→ **Try it**
Output the records exactly, with no line skipped.

——

PR #329, opened 2020-01-31
Optimize library

akenmorris:
Do not merge this PR yet, but I am putting it up for feedback and to get people looking at it.

This PR makes the following changes:

1. Rename ShapeWorksRunApp to Optimize, remove template.  
2. Move all parameter file reading to OptimizeParameterFile.  OptimizeParameterFile takes a filename and an Optimize object and sets parameters.
3. Retarget Studio to use Optimize rather than "ShapeWorksOptimize" that was trimmed version of ShapeWorksRunApp.
4. Split out public API of Optimize vs internal methods.  All public methods are now truly meant to be public and have at least the start of Doxygen comments for each one.

The Optimize class is close to being able to be wrapped by Python and used directly.  One no longer needs to create a parameter file to use it.


sheryjoe:
Why do we have the ParticleSystem in Libs/Optimize rather than in Libs?

akenmorris:
ParticleSystem really is the Optimize Library. Perhaps we should dispense with the ParticleSystem directory and move this files up a directory to Optimize.

sheryjoe:
> ParticleSystem really is the Optimize Library. Perhaps we should dispense with the ParticleSystem directory and move this files up a directory to Optimize.


Would the particle system have functionality (APIs) that could be used in Analyze? for example, shape statistics? 

P.S. please check out the updated comment (with more questions).

akenmorris:
Yes, it's true that ParticleSystem could be used by Analyze.  Perhaps we should just rename Optimize to ParticleSystem and not have an Optimize library.  The optimization piece is almost entirely within the ParticleSystem code.

sheryjoe:
Agreed. Optimize could rather be a command <shapeworks optimize param.xml>

akenmorris:
What should we rename ShapeWorksRun to?

sheryjoe:
> What should we rename ShapeWorksRun to?


ShapeWorksOptimize or simply Optimize -- along these lines.

akenmorris:
I agree that a more generic parameter file class would probably be useful.  That's not the task I was trying to address here though.  I think we need more thought and design on universal parameter file support.

akenmorris:
I would vote for ShapeWorksOptimize for now.

sheryjoe:
> I agree that a more generic parameter file class would probably be useful. That's not the task I was trying to address here though. I think we need more thought and design on universal parameter file support.


Definitely -- let's finalize this task first with the OptimizeParameterFile as a prelude to a more generic input parameter file.

sheryjoe:
> I would vote for ShapeWorksOptimize for now.


Yep ... I second this choice.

——

→ **Answer to this exercise**
PR #329, opened 2020-01-31
Optimize library

akenmorris:
Do not merge this PR yet, but I am putting it up for feedback and to get people looking at it.

This PR makes the following changes:

1. Rename ShapeWorksRunApp to Optimize, remove template.  
2. Move all parameter file reading to OptimizeParameterFile.  OptimizeParameterFile takes a filename and an Optimize object and sets parameters.
3. Retarget Studio to use Optimize rather than "ShapeWorksOptimize" that was trimmed version of ShapeWorksRunApp.
4. Split out public API of Optimize vs internal methods.  All public methods are now truly meant to be public and have at least the start of Doxygen comments for each one.

The Optimize class is close to being able to be wrapped by Python and used directly.  One no longer needs to create a parameter file to use it.


sheryjoe:
Why do we have the ParticleSystem in Libs/Optimize rather than in Libs?

akenmorris:
ParticleSystem really is the Optimize Library. Perhaps we should dispense with the ParticleSystem directory and move this files up a directory to Optimize.

sheryjoe:
> ParticleSystem really is the Optimize Library. Perhaps we should dispense with the ParticleSystem directory and move this files up a directory to Optimize.


Would the particle system have functionality (APIs) that could be used in Analyze? for example, shape statistics? 

P.S. please check out the updated comment (with more questions).

akenmorris:
Yes, it's true that ParticleSystem could be used by Analyze.  Perhaps we should just rename Optimize to ParticleSystem and not have an Optimize library.  The optimization piece is almost entirely within the ParticleSystem code.

sheryjoe:
Agreed. Optimize could rather be a command <shapeworks optimize param.xml>

akenmorris:
What should we rename ShapeWorksRun to?

sheryjoe:
> What should we rename ShapeWorksRun to?


ShapeWorksOptimize or simply Optimize -- along these lines.

akenmorris:
I agree that a more generic parameter file class would probably be useful.  That's not the task I was trying to address here though.  I think we need more thought and design on universal parameter file support.

akenmorris:
I would vote for ShapeWorksOptimize for now.

sheryjoe:
> I agree that a more generic parameter file class would probably be useful. That's not the task I was trying to address here though. I think we need more thought and design on universal parameter file support.


Definitely -- let's finalize this task first with the OptimizeParameterFile as a prelude to a more generic input parameter file.

sheryjoe:
> I would vote for ShapeWorksOptimize for now.


Yep ... I second this choice.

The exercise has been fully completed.